■ **Exercise directions**: The records sit below. Return every line in them that holds the word "requested".

____________

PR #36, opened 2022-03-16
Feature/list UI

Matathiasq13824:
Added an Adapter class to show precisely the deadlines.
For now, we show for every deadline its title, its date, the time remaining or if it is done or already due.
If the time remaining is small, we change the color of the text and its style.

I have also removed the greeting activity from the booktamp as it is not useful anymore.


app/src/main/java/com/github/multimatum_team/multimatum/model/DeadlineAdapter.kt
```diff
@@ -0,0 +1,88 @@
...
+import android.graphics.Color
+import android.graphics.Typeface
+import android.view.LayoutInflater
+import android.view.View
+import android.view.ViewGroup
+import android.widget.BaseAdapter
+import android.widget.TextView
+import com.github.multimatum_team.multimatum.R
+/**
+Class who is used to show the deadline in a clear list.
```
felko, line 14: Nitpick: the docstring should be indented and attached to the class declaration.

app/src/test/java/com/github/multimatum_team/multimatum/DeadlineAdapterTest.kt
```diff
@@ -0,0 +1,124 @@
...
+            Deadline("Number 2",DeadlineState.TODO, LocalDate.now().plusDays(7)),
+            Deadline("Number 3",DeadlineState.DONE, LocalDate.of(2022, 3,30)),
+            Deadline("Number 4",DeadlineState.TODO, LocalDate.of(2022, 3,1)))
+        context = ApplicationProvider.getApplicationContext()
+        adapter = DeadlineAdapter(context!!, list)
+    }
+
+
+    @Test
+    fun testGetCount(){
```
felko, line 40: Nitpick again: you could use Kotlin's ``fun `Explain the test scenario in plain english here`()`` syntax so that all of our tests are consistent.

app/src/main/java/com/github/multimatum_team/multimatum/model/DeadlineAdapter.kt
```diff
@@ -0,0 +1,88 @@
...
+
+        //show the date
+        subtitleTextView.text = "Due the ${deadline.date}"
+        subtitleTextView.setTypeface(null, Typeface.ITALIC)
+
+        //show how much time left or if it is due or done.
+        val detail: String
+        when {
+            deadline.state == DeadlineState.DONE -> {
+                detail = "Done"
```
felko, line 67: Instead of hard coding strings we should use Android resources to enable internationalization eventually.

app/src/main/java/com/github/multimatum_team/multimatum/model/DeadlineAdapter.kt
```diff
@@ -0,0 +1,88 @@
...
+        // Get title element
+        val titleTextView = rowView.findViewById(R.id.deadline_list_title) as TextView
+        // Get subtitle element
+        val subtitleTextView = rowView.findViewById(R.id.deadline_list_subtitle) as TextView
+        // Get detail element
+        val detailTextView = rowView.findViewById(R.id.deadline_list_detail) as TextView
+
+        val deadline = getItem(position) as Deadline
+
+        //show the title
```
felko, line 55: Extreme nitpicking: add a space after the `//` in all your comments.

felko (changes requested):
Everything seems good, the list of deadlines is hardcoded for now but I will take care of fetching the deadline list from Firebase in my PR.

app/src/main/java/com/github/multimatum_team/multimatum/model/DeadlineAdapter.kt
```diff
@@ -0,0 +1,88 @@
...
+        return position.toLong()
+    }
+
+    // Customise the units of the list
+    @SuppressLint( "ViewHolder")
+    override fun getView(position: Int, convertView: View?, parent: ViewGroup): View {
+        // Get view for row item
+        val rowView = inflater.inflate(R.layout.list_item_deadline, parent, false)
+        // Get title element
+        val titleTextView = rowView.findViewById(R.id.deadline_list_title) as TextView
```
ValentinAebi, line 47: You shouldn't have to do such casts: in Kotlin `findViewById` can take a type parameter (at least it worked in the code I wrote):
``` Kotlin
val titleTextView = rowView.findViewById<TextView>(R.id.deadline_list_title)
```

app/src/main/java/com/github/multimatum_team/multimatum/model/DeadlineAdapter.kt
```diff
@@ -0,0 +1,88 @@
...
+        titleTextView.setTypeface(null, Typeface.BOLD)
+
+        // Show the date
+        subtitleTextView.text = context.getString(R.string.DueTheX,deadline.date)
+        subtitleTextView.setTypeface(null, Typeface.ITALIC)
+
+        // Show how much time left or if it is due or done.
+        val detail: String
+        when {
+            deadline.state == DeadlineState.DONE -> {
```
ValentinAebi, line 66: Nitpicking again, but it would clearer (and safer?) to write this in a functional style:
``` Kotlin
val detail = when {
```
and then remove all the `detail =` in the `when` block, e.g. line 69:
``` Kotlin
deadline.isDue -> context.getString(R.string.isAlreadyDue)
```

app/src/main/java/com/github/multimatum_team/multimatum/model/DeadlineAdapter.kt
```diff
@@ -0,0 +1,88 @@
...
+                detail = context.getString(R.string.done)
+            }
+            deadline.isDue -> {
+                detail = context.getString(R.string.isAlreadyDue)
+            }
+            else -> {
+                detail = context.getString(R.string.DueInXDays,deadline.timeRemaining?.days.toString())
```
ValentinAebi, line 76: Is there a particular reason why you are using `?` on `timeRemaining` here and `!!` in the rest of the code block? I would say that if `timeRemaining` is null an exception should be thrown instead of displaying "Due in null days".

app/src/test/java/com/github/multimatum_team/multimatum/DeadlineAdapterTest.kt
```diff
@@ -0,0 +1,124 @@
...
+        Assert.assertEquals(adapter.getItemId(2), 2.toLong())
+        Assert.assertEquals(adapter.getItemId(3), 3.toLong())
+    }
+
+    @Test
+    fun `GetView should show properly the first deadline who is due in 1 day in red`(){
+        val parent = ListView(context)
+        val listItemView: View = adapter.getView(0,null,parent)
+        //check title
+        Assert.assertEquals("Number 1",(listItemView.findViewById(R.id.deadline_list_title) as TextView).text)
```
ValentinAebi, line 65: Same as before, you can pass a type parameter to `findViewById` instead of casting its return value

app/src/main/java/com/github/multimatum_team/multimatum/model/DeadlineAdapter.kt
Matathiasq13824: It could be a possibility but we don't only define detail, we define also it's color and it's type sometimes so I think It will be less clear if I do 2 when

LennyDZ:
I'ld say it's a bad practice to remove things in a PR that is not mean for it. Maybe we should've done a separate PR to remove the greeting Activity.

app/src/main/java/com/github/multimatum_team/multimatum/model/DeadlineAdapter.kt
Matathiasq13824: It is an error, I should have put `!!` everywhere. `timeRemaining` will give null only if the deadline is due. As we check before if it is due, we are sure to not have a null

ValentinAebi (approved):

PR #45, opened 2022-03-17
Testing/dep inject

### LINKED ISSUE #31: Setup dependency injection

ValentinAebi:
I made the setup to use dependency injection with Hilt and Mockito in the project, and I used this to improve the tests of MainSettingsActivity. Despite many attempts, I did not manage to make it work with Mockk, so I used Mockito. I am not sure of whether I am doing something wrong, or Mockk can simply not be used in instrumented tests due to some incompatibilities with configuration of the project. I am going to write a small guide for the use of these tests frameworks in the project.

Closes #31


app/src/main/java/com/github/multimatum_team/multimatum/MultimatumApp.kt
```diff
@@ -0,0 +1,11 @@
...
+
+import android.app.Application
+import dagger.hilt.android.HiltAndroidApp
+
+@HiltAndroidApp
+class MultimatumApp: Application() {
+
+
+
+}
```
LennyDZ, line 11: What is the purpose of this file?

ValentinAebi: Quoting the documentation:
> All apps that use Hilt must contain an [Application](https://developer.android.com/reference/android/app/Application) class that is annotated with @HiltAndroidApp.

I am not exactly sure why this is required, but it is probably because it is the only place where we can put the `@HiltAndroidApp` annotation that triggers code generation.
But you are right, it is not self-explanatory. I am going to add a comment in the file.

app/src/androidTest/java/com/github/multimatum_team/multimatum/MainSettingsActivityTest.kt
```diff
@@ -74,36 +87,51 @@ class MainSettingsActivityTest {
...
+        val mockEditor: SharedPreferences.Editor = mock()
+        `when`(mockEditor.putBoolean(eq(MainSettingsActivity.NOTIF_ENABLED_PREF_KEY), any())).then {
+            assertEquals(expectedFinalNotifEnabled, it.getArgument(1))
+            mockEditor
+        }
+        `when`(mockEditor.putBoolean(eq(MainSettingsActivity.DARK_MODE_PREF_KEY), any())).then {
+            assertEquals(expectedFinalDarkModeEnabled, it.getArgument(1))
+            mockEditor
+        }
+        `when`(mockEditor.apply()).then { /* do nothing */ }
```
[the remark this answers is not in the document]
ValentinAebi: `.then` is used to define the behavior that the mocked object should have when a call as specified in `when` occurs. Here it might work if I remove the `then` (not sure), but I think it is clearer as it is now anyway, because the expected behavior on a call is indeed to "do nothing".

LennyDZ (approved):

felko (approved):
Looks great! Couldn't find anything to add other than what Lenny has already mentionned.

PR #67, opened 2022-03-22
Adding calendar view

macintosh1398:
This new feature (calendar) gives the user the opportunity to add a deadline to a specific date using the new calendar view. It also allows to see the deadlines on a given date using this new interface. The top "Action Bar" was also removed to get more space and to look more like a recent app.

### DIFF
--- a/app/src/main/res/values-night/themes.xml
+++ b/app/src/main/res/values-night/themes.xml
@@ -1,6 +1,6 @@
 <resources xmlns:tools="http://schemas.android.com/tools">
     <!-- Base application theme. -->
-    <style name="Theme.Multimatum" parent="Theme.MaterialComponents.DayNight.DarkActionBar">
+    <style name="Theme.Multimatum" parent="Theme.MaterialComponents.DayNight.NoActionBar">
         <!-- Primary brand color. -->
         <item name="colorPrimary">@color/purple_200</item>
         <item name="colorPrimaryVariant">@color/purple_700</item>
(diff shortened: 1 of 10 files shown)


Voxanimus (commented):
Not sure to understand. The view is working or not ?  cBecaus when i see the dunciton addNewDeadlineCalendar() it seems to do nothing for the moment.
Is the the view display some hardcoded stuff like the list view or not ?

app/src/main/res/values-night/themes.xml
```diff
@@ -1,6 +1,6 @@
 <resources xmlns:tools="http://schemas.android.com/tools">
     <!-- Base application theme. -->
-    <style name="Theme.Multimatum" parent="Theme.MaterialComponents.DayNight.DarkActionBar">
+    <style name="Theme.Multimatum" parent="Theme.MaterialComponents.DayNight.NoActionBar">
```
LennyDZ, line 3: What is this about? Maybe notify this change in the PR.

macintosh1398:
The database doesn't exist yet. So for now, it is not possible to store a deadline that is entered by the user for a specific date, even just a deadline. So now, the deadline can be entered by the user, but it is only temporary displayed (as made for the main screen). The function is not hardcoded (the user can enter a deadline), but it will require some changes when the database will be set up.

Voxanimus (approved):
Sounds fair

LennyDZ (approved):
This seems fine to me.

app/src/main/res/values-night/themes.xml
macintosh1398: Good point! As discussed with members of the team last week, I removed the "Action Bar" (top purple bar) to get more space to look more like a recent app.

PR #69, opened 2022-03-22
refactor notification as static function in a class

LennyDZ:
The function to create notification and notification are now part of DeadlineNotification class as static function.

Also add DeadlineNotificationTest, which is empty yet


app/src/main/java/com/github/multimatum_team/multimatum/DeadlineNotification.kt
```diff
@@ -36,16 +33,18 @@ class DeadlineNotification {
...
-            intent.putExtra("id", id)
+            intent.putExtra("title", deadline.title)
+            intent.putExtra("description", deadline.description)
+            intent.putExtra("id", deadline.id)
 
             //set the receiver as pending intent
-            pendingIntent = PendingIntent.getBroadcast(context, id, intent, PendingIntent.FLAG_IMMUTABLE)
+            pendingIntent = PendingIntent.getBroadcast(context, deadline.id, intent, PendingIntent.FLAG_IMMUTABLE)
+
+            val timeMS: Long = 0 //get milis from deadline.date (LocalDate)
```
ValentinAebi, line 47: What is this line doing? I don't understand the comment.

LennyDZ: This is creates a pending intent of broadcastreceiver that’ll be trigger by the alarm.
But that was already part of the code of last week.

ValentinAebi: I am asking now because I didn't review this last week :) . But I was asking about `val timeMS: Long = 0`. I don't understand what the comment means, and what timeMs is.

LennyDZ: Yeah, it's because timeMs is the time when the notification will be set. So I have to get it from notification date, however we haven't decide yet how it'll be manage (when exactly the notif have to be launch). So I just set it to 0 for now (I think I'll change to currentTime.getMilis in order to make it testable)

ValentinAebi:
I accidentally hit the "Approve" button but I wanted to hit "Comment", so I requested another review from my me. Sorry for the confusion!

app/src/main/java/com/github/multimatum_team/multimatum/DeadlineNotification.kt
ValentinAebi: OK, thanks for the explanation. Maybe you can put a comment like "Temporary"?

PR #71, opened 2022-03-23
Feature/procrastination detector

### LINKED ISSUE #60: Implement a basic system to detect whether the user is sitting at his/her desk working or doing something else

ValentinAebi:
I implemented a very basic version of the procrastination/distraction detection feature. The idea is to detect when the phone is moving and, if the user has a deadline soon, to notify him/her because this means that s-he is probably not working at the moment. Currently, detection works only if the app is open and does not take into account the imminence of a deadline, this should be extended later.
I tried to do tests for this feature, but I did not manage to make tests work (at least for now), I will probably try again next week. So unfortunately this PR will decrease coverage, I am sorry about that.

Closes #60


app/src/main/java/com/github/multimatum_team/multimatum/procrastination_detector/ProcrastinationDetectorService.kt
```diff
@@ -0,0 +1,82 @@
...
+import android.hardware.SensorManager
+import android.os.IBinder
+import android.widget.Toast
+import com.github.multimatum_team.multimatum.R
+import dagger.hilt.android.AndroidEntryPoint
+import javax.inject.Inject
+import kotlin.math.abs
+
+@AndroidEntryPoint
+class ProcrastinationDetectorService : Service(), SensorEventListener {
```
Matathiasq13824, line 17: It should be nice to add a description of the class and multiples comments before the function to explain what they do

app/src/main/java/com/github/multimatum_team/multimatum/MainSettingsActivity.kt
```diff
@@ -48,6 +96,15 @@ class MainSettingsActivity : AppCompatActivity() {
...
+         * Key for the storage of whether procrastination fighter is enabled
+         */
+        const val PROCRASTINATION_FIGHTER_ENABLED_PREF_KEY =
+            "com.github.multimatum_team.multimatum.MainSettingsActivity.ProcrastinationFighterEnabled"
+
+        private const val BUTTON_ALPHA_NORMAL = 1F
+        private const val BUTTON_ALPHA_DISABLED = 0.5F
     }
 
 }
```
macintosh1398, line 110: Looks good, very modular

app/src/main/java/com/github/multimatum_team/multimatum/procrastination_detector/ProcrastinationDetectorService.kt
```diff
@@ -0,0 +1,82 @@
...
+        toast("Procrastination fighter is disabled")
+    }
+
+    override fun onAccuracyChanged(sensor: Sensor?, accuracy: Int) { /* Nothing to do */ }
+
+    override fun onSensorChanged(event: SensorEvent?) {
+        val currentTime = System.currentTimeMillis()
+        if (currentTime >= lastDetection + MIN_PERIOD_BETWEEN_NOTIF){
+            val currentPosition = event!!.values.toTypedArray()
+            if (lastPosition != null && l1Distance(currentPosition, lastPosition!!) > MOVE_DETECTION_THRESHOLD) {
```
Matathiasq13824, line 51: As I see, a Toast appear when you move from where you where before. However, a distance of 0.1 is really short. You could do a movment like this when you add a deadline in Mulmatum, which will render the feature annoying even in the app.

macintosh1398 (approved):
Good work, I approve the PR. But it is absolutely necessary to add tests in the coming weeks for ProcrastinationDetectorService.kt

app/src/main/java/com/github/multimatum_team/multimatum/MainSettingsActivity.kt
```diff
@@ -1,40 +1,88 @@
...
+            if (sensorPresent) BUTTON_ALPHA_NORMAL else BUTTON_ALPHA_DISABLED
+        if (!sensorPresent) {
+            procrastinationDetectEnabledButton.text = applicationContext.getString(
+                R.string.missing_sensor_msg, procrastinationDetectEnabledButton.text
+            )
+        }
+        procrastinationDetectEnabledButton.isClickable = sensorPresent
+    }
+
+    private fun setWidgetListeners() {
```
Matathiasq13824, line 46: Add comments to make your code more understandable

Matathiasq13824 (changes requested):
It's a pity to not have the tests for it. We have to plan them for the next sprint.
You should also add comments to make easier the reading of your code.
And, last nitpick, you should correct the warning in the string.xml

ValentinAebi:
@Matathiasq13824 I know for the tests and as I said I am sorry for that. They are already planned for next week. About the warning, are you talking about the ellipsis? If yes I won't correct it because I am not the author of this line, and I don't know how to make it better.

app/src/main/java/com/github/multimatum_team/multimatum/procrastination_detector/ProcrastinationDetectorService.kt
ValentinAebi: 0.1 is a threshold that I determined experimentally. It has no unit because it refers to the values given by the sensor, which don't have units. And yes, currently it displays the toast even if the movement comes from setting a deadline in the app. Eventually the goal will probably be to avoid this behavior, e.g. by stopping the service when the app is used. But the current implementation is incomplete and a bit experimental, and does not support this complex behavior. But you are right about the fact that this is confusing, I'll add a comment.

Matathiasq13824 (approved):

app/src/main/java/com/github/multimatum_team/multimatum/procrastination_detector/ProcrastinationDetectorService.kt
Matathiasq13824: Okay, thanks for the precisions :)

____________

■ **Solved problem**:
felko (changes requested):
I accidentally hit the "Approve" button but I wanted to hit "Comment", so I requested another review from my me. Sorry for the confusion!
Matathiasq13824 (changes requested):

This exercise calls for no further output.